◆ Task directions
When a line in the records contains the string "also", copy that line.

___ Data extracts ___

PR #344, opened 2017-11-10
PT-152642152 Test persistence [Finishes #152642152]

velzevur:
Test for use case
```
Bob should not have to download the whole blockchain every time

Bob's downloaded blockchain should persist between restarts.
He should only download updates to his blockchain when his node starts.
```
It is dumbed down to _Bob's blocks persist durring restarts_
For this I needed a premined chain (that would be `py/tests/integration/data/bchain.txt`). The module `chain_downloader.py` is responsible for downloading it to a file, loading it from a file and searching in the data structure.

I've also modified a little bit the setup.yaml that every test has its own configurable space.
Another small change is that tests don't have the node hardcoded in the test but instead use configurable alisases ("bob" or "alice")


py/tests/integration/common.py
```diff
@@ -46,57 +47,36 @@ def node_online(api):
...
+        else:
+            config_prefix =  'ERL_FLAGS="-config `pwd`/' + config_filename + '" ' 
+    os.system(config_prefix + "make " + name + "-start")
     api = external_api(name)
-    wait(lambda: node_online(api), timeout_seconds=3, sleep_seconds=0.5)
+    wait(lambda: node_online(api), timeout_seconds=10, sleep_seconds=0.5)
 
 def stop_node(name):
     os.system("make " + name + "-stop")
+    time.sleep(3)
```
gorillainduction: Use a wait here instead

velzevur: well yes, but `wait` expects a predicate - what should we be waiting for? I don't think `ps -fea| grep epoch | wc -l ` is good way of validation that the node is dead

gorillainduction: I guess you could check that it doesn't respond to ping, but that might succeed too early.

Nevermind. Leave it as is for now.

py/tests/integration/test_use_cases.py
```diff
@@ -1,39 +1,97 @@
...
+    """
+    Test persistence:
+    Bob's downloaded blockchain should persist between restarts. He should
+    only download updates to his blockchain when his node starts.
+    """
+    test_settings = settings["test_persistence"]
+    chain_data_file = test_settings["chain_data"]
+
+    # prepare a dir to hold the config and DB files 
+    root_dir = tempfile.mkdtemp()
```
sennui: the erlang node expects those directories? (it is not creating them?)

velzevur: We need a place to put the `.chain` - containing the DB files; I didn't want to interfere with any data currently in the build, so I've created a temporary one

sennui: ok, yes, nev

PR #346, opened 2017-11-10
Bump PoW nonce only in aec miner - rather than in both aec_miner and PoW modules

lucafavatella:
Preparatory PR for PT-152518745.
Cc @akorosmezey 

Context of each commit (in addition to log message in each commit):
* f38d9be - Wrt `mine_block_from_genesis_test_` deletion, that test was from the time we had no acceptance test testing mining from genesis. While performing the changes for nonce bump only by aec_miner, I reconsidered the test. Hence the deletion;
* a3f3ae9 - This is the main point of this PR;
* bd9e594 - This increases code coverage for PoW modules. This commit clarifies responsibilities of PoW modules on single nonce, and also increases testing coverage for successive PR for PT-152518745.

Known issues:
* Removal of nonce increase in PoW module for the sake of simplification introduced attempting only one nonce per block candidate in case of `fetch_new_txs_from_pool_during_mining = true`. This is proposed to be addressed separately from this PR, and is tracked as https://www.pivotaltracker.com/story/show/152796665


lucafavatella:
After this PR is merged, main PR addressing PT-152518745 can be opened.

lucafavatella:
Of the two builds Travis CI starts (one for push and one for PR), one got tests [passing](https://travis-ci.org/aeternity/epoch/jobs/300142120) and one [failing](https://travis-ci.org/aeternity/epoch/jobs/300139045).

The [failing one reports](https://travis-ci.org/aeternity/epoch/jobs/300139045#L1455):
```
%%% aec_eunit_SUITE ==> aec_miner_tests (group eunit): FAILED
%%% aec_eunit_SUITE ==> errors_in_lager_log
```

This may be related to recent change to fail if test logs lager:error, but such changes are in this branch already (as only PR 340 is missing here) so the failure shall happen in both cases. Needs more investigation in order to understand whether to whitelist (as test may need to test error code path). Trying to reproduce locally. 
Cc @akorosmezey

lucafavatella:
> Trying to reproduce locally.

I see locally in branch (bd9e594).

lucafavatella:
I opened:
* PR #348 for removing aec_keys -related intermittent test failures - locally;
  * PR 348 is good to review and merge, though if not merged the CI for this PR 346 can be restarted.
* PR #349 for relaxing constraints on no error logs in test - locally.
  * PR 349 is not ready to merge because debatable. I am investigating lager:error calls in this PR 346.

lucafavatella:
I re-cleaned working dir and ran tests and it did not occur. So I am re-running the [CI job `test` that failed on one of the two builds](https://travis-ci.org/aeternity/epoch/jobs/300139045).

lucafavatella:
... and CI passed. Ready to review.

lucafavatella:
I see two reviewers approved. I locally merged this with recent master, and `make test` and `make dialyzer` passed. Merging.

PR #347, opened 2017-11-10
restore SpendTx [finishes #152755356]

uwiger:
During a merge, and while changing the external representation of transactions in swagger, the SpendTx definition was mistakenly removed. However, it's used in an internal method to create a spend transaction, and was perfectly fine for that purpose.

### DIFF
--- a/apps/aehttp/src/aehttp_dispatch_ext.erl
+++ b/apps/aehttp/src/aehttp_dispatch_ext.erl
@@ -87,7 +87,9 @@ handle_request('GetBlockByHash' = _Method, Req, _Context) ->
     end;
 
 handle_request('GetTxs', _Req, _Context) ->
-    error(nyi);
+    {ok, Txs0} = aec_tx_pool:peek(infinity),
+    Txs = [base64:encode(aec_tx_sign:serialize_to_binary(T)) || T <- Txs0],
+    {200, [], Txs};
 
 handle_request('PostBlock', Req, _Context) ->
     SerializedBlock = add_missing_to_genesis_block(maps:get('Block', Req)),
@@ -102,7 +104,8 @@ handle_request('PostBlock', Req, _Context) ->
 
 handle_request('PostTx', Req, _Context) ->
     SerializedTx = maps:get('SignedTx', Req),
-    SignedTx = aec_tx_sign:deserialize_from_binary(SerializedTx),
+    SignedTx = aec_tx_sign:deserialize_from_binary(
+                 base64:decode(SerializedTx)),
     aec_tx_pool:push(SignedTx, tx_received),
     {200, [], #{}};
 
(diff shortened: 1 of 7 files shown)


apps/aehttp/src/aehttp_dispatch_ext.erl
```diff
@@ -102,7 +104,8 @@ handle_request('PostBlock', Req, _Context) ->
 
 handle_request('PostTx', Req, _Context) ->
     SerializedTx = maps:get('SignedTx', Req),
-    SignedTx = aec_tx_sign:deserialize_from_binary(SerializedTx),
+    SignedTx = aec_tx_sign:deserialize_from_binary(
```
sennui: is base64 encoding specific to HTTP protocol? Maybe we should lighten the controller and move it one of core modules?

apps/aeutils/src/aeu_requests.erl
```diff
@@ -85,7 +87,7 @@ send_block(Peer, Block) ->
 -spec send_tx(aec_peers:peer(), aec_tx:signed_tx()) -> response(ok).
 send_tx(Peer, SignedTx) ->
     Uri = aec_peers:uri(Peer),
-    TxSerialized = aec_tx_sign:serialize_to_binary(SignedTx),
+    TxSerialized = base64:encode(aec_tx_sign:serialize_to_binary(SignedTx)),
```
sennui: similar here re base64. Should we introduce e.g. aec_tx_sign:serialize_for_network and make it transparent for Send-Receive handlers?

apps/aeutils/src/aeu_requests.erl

___

◆ Response area
I've also modified a little bit the setup.yaml that every test has its own configurable space.
* bd9e594 - This increases code coverage for PoW modules. This commit clarifies responsibilities of PoW modules on single nonce, and also increases testing coverage for successive PR for PT-152518745.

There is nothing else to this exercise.